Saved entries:

⁂

PR #7757, opened 2025-12-06
Auto sizes from observer for image frame

distantnative:
### Merge first

- [x] https://github.com/getkirby/kirby/pull/7756

### ✨ Enhancements

- Image frames without `sizes` will now provide their actual width as `sizes` attribute to support the browser in picking the best match from `srcset`

### For review team


distantnative:
@bastianallgeier I think quite a downside that this currently has is that `sizes` will only be measured/calculated once the image has been loaded... which means the browser will load first fully `src` and then the matching secret element. So images twice at times.

distantnative:
Closing this for now until we have a better solution.

PR #534, opened 2026-08-28
feat(token): add SetType and SetContentType header helpers to Token (fix #497)

### LINKED ISSUE #497: Add helpers for setting `typ` and `cty` header parameters

Jaymr1031-Z:
Fixes #497

### Summary
Adds convenience helper methods on Token to set standard RFC 7519 header parameters typ (Type, Section 5.1) and cty (Content Type, Section 5.2) without requiring manual map mutation.

### Changes
- Added Token.SetType(typ string)
- Added Token.SetContentType(cty string)
- Added TestToken_SetTypeAndContentType in token_test.go


oxisto:
Close as duplicate of https://github.com/golang-jwt/jwt/pull/498

PR #3781, opened 2021-01-29
duplicate message in `ClusteredEventBusTestBase.testPublish`

jo5ef:
I think the intention of `ClusteredEventBusTestBase.testPublish` is to

1. start 3 nodes, register handlers on 2 of these nodes
1. wait for both handlers to be registered
1. publish *one* message on the remaining node
1. wait for both handlers to receive the message

However, `testPublish` currently publishes *two* messages, one without waiting. Depending on timing, this can cause `testComplete` to be called prematurely. As a consequence, tests [sometimes fail for `vertx-ignite`](https://github.com/vert-x3/vertx-ignite/issues/105).

This PR fixes this and I've also verified that tests for `vertx-hazelcast`, `vertx-zookeeper` and `vertx-infinispan` still pass with this change.


tsegismont (approved):
Nice catch! Thank you @jo5ef and @zyclonite !

PR #3782, opened 2021-01-29
Allow enabling Netty resource leak detection

pepijnve:
The current code sets the Netty ResourceLeakDetector to disabled if either of the Netty system properties is set to a non-null value. I believe this is the exact opposite of what you want, you want to disable it if both are not set instead.

Motivation:

I'm trying to enable Netty resource leak detection in my own code, but because I'm setting the system property and I'm loading vert.x as well, the level gets set to disabled instead of the value I specified.


BillyYccc (approved):

EmadAlblueshi (approved):

vietj:
right, it was introduced by https://github.com/eclipse-vertx/vert.x/commit/25bbc9fe10c46b086a2967c437de23e7003e6fcf#diff-38e15c129e2f81ad425c1bbe0005b26df5a661c05b6c2938d774d95879959cef

PR #3788, opened 2021-02-04
Missing ByteBuf releases fix

vietj:


src/main/java/io/vertx/core/http/impl/Http1xClientConnection.java
```diff
@@ -69,6 +70,9 @@
   private static final Logger log = LoggerFactory.getLogger(Http1xClientConnection.class);
 
   private static final Handler<Object> INVALID_MSG_HANDLER = msg -> {
+    if (msg instanceof ReferenceCounted) {
```
franz1981, line 73: I believe there should be an Util class from Netty to do the same

vietj: ok, if you know which one :-)

franz1981: `ReferenceCountUtil::release`!

src/main/java/io/vertx/core/http/impl/Http1xConnectionBase.java
```diff
@@ -40,13 +50,36 @@
...
     synchronized (this) {
       w = webSocket;
     }
     if (w != null) {
-      w.context.execute(msg, w::handleFrame);
+      w.context.execute(frame, w::handleFrame);
+    }
+  }
+
+  private WebSocketFrameInternal decodeFrame(io.netty.handler.codec.http.websocketx.WebSocketFrame msg) {
```
franz1981, line 63: If each case is equally possible, it's better to use a
`static final IdentityHashMap<Class<?>,FrameType` initialized with the handled types, given that `System::identityHashCode` is an intrinsic, msg::getClass too and `Class` should be singleton in the same class loader AFAIK!

src/main/java/io/vertx/core/http/impl/Http2UpgradedClientConnection.java
```diff
@@ -228,25 +233,51 @@ public void channelRead(ChannelHandlerContext ctx, Object msg) throws Exception
...
+          } else {
+            super.userEventTriggered(ctx, evt);
+          }
+        }
+
+        @Override
+        public void handlerRemoved(ChannelHandlerContext ctx) throws Exception {
+          if (buffered != null) {
+            Deque<Object> messages = buffered;
+            buffered = null;
```
franz1981, line 270: why not reusing `buffered` insteadd of nulling it out?

src/main/java/io/vertx/core/http/impl/Http1xConnectionBase.java
vietj: thanks, feel free to do a PR because it is another concern than this PR and the code was just moved around :-)

src/main/java/io/vertx/core/http/impl/Http1xClientConnection.java
vietj: I'll use it asap then to cleanup this

vietj: https://github.com/eclipse-vertx/vert.x

src/main/java/io/vertx/core/http/impl/Http2UpgradedClientConnection.java
vietj: because it is used as a marker by `channelRead`

vietj: and in practice if that's not null then it means that something bad happen

PR #3793, opened 2021-02-08
Add SubstitutedContext and make DuplicatedContext use delegate TaskQueue

### LINKED ISSUE #3790: DuplicatedContext can cause unexpected behavior
The following code will run a bunch of blocking tasks all with `ordered=true`
```java
public static void main(String[] args){
Context context0 = Vertx.vertx().getOrCreateContext();
context0.runOnContext(ignored0 -> {
	Vertx vertx = Vertx.currentContext().owner();
	vertx.eventBus().consumer("eb_address", m -> runTask(m.body().toString()));
	runTask("Task 1");
	runTask("Task 3");
	vertx.eventBus().publish("eb_address", "Task 2");
	vertx.setTimer(1, t -> {
		runTask("Task 4");
		vertx.eventBus().publish("eb_address", "Task 5");
	});
});
}

public static void runTask(String name){
        Vertx.currentContext().executeBlocking(promise -> {
	        System.out.println(name + " start");
	        try {
		        Thread.sleep(1000);
	        }catch(Exception e){
		        promise.fail(e);
		        return;
	        }
	        System.out.println(name + " done");
	        promise.complete();
        }, true);
}
```
This is the output:
```
Task 1 start
Task 2 start
Task 5 start
Task 1 done
Task 3 start
Task 2 done
Task 5 done
Task 3 done
Task 4 start
Task 4 done
```
Given that `ordered=true`, the output is odd, as conventional wisdom (and the documentation) would say that for any `Task n start` the message that should always follow it is `Task n done`. Of course ordering is only the case when the calls take place within the same context, and they all are called from the same context. Right?
I know that's not the case, but for any person that hasn't read the implementation, they should reasonably expect that everything that I wrote above is all run from the same context. That's the core of this issue, certain handlers are called with a `DuplicatedContext` and it causes unusual behavior because it creates a view of the parent context with the blocking `TaskQueue` being independant of the parent. Also, these side effects are completely undocumented.

I understand why `DuplicatedContext` exists, and I also know why we made the `DuplicatedContext` use its own `TaskQueue`, but I don't think the different `TaskQueue` was a good idea. It will cause issues for developers that will not be discovered immediately and in its current form make implementing the scheduler for RxJava imposible (For reasons why see: https://github.com/vert-x3/vertx-rx/issues/245#issuecomment-773415774) Personally I think it should be removed, and jdbc-client should revert back to the old solution (it appears to be the only thing that should use `TaskQueue`, but it doesn't look like it was properly implemented, see:  https://github.com/vert-x3/vertx-jdbc-client/issues/203#issuecomment-773719617). Even though that is what I think, I don't think that is something that is going to happen, so I have a simpler solution. Do not create a seperate `TaskQueue` unless explicitly specified. This way the `DuplicatedContext` behaves exactly like its parent for all actions (though of course the `localData` map is not preserved between the two)

I'm already busy on a PR to make a couple of changes around `DuplicatedContext`

Gattag:
- `DuplicatedContext` uses delegate `TaskQueue` instead of its own
- Adds a `SubstitutedContext`, a context based off a delegate with certain elements that can be changed
- Also fixed a synchronization issue in `WorkerExecutorImpl` (Noticed it and through it in there)

Still needs more tests, working on it, but waiting till I get some feedback on this.

This will required a change or two in JDBC, but otherwise shouldn't break anything.

Fixes #3790

Signed-off-by: Gregory Tracy greg@thetracys.net

### DIFF
--- a/src/main/java/io/vertx/core/http/impl/HttpServerImpl.java
+++ b/src/main/java/io/vertx/core/http/impl/HttpServerImpl.java
@@ -16,6 +16,7 @@ import io.vertx.core.*;
 import io.vertx.core.buffer.Buffer;
 import io.vertx.core.http.*;
 import io.vertx.core.impl.ContextInternal;
+import io.vertx.core.impl.ContextSubstitution;
 import io.vertx.core.impl.EventLoopContext;
 import io.vertx.core.impl.future.PromiseInternal;
 import io.vertx.core.impl.VertxInternal;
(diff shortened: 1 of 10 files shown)


vietj:
this seems like a lot of changes and additions, I'll have a look myself

Gattag:
I think that second commit I made was not the right solution, but I panicked

Gattag:
Too much complexity

PR #3800, opened 2021-02-10
VertxThreadFactory service provider

vietj:


vietj:
@geoand @FroMage this is the port of the thread customization to 4, can you have a look?

src/main/java/io/vertx/core/impl/VertxImpl.java
```diff
@@ -1124,6 +1128,20 @@ public synchronized SharedWorkerPool createSharedWorkerPool(String name, int poo
...
 
+  private ThreadFactory createThreadFactory(long maxExecuteTime, TimeUnit maxExecuteTimeUnit, String prefix, boolean worker) {
+    AtomicInteger threadCount = new AtomicInteger(0);
+    return runnable -> {
+      VertxThread thread = threadFactory.newVertxThread(runnable, prefix + threadCount.getAndIncrement(), worker, maxExecuteTime, maxExecuteTimeUnit);
+      checker.registerThread(thread, thread);
+      // Vert.x threads are NOT daemons - we want them to prevent JVM exit so embededd user doesn't
+      // have to explicitly prevent JVM from exiting.
+      // I know the default is false anyway, but just to be explicit-  Vert.x threads are NOT daemons
+      // we want to prevent the JVM from exiting until Vert.x instances are closed
```
geoand, line 1139: Seems like the comment is duplicated :)

FroMage (approved):
LGTM, but this is a different API to the one we have in 3.x, right? So worth keeping in mind for https://github.com/quarkusio/quarkus/issues/14779

src/main/java/io/vertx/core/impl/VertxImpl.java
geoand: Also, should this really a lambda?
I don't know about Vert.x, but in Quarkus we try to stay away from lambdas as they have a slightly higher metaspace cost than regular classes.

geoand (approved):
I added a couple minor comments, but otherwise LGTM

vietj:
yes it's different but it achieves the same right ?

vietj:
if I would have done it myself for 3.x, that's the way I would have done it

FroMage:
> yes it's different but it achieves the same right ?

Sure, but it's not binary compat, so one more thing for us to fix when we switch to 4.0.

> if I would have done it myself for 3.x, that's the way I would have done it

is it too late? was it released?

vietj:
it has not been released, but it seems trivial

src/main/java/io/vertx/core/impl/VertxImpl.java
vietj: it's a lambda for readability, we have many lambda in other places and it seems it never raised an issue.

vietj:
@FroMage I added a comment in the Quarkus 2 / Vert.x4 issue for max to record this change in the issue.

FroMage:
Thanks.

PR #3802, opened 2021-02-11
Worker verticle execution should always be serialized

vietj:


src/test/java/io/vertx/core/ContextTest.java
```diff
@@ -514,29 +516,38 @@ private void checkDuplicate(ContextInternal ctx, ContextInternal duplicated) thr
...
+
+  private void testDuplicateWorkerConcurrency(BiConsumer<ContextInternal, Runnable> task) throws Exception {
+    ContextInternal worker = ((VertxInternal)vertx).createWorkerContext();
+    ContextInternal[] contexts = new ContextInternal[] { worker.duplicate(), worker.duplicate()};
+    waitFor(contexts.length);
+    AtomicBoolean owner = new AtomicBoolean();
+    CountDownLatch latch = new CountDownLatch(contexts.length);
+    for (ContextInternal context : contexts) {
+      task.accept(context, () -> {
+        assertFalse(owner.get());
```
guidomedina, line 535: There is a chance 2 threads executing this and none will be the owner, you need to make an atomic comparison:
```
assertTrue(owner.compareAndSet(false, true));
```
then you don't need to set owner to true on after the `try`

vietj: good catch, if there is no bug then it is ok, but if that's buggy (which is what we are testing here) indeed it is racy

src/test/java/io/vertx/core/ContextTest.java
```diff
@@ -514,29 +516,37 @@ private void checkDuplicate(ContextInternal ctx, ContextInternal duplicated) thr
...
+      task.accept(context, () -> {
+        try {
+          assertTrue(owner.compareAndSet(false, true));
+          Thread.sleep(200);
+        } catch (InterruptedException e) {
+          Thread.currentThread().interrupt();
+        } finally {
+          owner.set(false);
+        }
+        latch.countDown();
```
guidomedina, line 543: This is a minor but in if something goes wrong the latch is never decremented, I usually decrement required `latch`es in the finally block just in case, that way the main coordinating thread will be able to progress in any case.

guidomedina: Actually, now I remember why I have 2 try blocks, here is how I would had that code:
```
try {
  assertTrue(owner.compareAndSet(false, true));
  try {
    Thread.sleep(200);
  } catch (InterruptedException e) {
    Thread.currentThread().interrupt();
  } finally {
   // if we reach this finally the owner was successfully set to true by this thread
    owner.set(false);
  }
} finally {
  // Regardless of success or any exception always decrement the latch
  latch.countDown();
}
```

vietj:
if there is an exception then the test fails.

guidomedina:
> if there is an exception then the test fails.

I don't know what the test engine does when an assertion fails, does it halt the whole test method skipping the latch await call or does it proceed to wait and then fails the test? if is the latter then always decrementing the latch is advised.

vietj:
I'll do as you advertise

vietj:
@guidomedina I updated the PR do you want to take another look ?

guidomedina:
> @guidomedina I updated the PR do you want to take another look ?

Looks good, I'm guessing that you tested without the patch with 4.0.x and both of these test cases failed

vietj:
yes they need to be changed to the correct behavior

PR #3808, opened 2021-02-12
Remove the default Jackson codec descriptor in vertx-core jar

vietj:


vietj:
@cescoffier ping

pom.xml
```diff
@@ -357,7 +357,7 @@
         <artifactId>maven-failsafe-plugin</artifactId>
         <version>2.19.1</version>
         <executions>
-          <execution>
+<!--          <execution>
```
cescoffier, line 360: any reason to keep it commented?

src/test/java/io/vertx/it/CustomJsonCodec.java
```diff
@@ -0,0 +1,34 @@
...
+  }
+
+  @Override
+  public <T> T fromValue(Object json, Class<T> toValueType) {
+    throw new UnsupportedOperationException();
+  }
+
+  @Override
+  public String toString(Object object, boolean pretty) throws EncodeException {
+    return new StringBuilder().append(object).reverse().toString();
```
cescoffier, line 27: Almost cryptographic.

src/main/java/io/vertx/core/spi/json/JsonCodec.java
```diff
@@ -21,7 +21,15 @@
  */
 public interface JsonCodec {
 
-  JsonCodec INSTANCE = ServiceHelper.loadFactory(JsonCodec.class);
+  static JsonCodec loadCodec() {
+    JsonCodec instance = ServiceHelper.loadFactoryOrNull(JsonCodec.class);
```
cescoffier, line 25: JsonCodec should have an `ordinal` method, and the returned instance should be the one with the highest ordinal. We may end up with multiple implementations on the classpath, and we need to have a deterministic way to retrieve always the same one.

cescoffier (changes requested):

src/main/java/io/vertx/core/spi/json/JsonCodec.java
cescoffier: BTW, the same should be applied to the Vert.x 4 JsonFactory.

cescoffier: One way would be to introduce a `Sorted` interface with a single `ordinal()` method, and in `io.vertx.core.ServiceHelper#loadFactories(java.lang.Class<T>, java.lang.ClassLoader)`, if the given interface implements `Sorted`, just sort the collections (reverse as we want highest ordinals first).

pom.xml
vietj: no, it is my mistake, I commented this for testing quicker

src/main/java/io/vertx/core/spi/json/JsonCodec.java
vietj: we don't expect to have another implementation than the quarkus one, so I think it is not necessary for the moment.

cescoffier:
Quarkus will have multiple implementations (Jackson, JsonB, Gson...)

src/main/java/io/vertx/core/spi/json/JsonCodec.java
vietj: the point is that anyone would anyway use the same value to get higher priority at the end. I've seen similar things in the past and it never really worked as far as I could observe.

What we could do instead is something that applies all codecs and each codec will set itself as a codec unless there is already one codec here. The quarkus one would always set itself whatever the value is.

vietj: Something like

```java
  default JsonCodec init(JsonCodec previous) {
    if (previous == null) {
      return this;
    } else {
      return previous;
    }
  }
```

that the load method will call. Then quarkus can have an implementation that always return this.

vietj:
and those can be on the classpath simultaneously ?

how will ordering be controlled then ?

vietj:
in that case, isn't it better if Quarkus provides a single JsonCodec which
will resolve itself ordering with extensions, so the priority logic is in
Quarkus and can be changed easily ?

cescoffier:
On Fri 12 Feb 2021 at 12:36, Julien Viet <notifications@github.com> wrote:

> and those can be on the classpath simultaneously ?
>


Potentially yes.


> how will ordering be controlled then ?


Each implementation would have a default ordinal, overridable by
configuration.

cescoffier:
On Fri 12 Feb 2021 at 12:39, Julien Viet <notifications@github.com> wrote:

> in that case, isn't it better if Quarkus provides a single JsonCodec which
> will resolve itself ordering with extensions, so the priority logic is in
> Quarkus and can be changed easily ?


No, because it would mean having an implementation that would depend on all
the different possibilities.

vietj:
I just meant this implementation would have its own ordering internally. I'm just affraid that this is a quarkus issue and the logic at some point will be limited and require change / update in the logic that would be in vertx. So it's more like a delegation of responsibility.

cescoffier:
On Fri 12 Feb 2021 at 12:43, Julien Viet <notifications@github.com> wrote:

> I just meant this implementation would have its own ordering internally.
> I'm just affraid that this is a quarkus issue and the logic at some point
> will be limited and require change / update in the logic that would be in
> vertx. So it's more like a delegation of responsibility.
>
And that’s what we can’t do. One way would be to add a second SPI, but
that’s unnecessary.  In that case, it would be preferable to not have the
vertx SPI at all and just a setter.

BTW, the ordinal approach is widely used (CDI priority, config source
ordinals...)

vietj:
I fear that after adding the ordinal, people will ask to have system properties to override ordinal and bring more complexity and might lead to breaking change when we need to update it.

vietj:
in practice is there a  need for ordinal in 3.9 ? I would prefer if we can avoid un-necessary work

cescoffier:
Yes, same as for 4.0.

vietj:
alright sir

vietj:
@cescoffier order has been ported from master to this PR

cescoffier:
Thanks.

⁂

DESCRIPTION OF THE TASK: Your reply should be one number: the count of lines above that hold the word "internally".

ANSWER BELOW: 2